Site Reliability Engineer (SRE)

J Bandy Consulting Limited

London
Permanent
Remote
£70,000 - £85,000/year
Kubernetes & Cloud Infrastructure (AWS/GCP)Golang for Automation & ToolingSRE Best Practices & Observability
This job posting has expired and is no longer accepting applications.

About The Role

We are seeking a talented and motivated Site Reliability Engineer (SRE) to join our client's dynamic, fast-paced team. In this role, you will be instrumental in designing, building, and maintaining the scalable, reliable, and high-performance infrastructure that powers our services. You will work at the intersection of software engineering and infrastructure operations, applying a software engineering mindset to system administration topics. Coming from a start-up background, you'll thrive in our agile environment and play a key part in shaping our platform's future.

Key Responsibilities

  • Design, build, and maintain our core infrastructure on AWS and GCP using Infrastructure as Code (IaC) principles with Terraform.
  • Develop and manage our Kubernetes clusters, focusing on automation, observability, and scalability to support our microservices architecture.
  • Write and maintain software in Golang to automate operational tasks, improve system reliability, and build tooling for the engineering team.
  • Participate in an on-call rotation to respond to production incidents, leading blameless post-mortems to drive continuous improvement.
  • Champion SRE best practices across the engineering organisation, including SLOs/SLIs, error budgets, and proactive monitoring and alerting.

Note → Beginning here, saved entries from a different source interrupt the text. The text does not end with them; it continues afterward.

PR #163, opened 2020-11-10
fix composer cache path on circle

byrond:
The Composer cache path seems to have changed on CircleCI, most likely due to the update to Composer 2.
```
#!/bin/bash -eo pipefail
ls -1R ~/.composer/cache/ > /tmp/composer-cache.txt
ls: cannot access '/home/circleci/.composer/cache/': No such file or directory
Exited with code exit status 2
CircleCI received exit code 2
```

Updating the Composer cache path in the CircleCI `config.yml` fixes the issue.


becw (approved):
👍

Required Skills & Experience

  • Proven experience as a Site Reliability Engineer, DevOps Engineer, or a similar role.
  • Strong proficiency in Golang for automation and building internal tools.
  • Extensive hands-on experience with Kubernetes for container orchestration in a production environment.
  • Demonstrable experience managing cloud infrastructure (AWS and/or GCP) using Terraform.
  • Previous experience working within a start-up or a similarly fast-paced, agile environment.
  • Solid understanding of CI/CD pipelines, monitoring, and observability principles.

Nice-to-Have

  • Experience with other programming languages such as Python or Rust.
  • Familiarity with service mesh technologies like Istio or Linkerd.
  • Certifications in AWS, GCP, or Kubernetes (e.g., CKA, CKAD).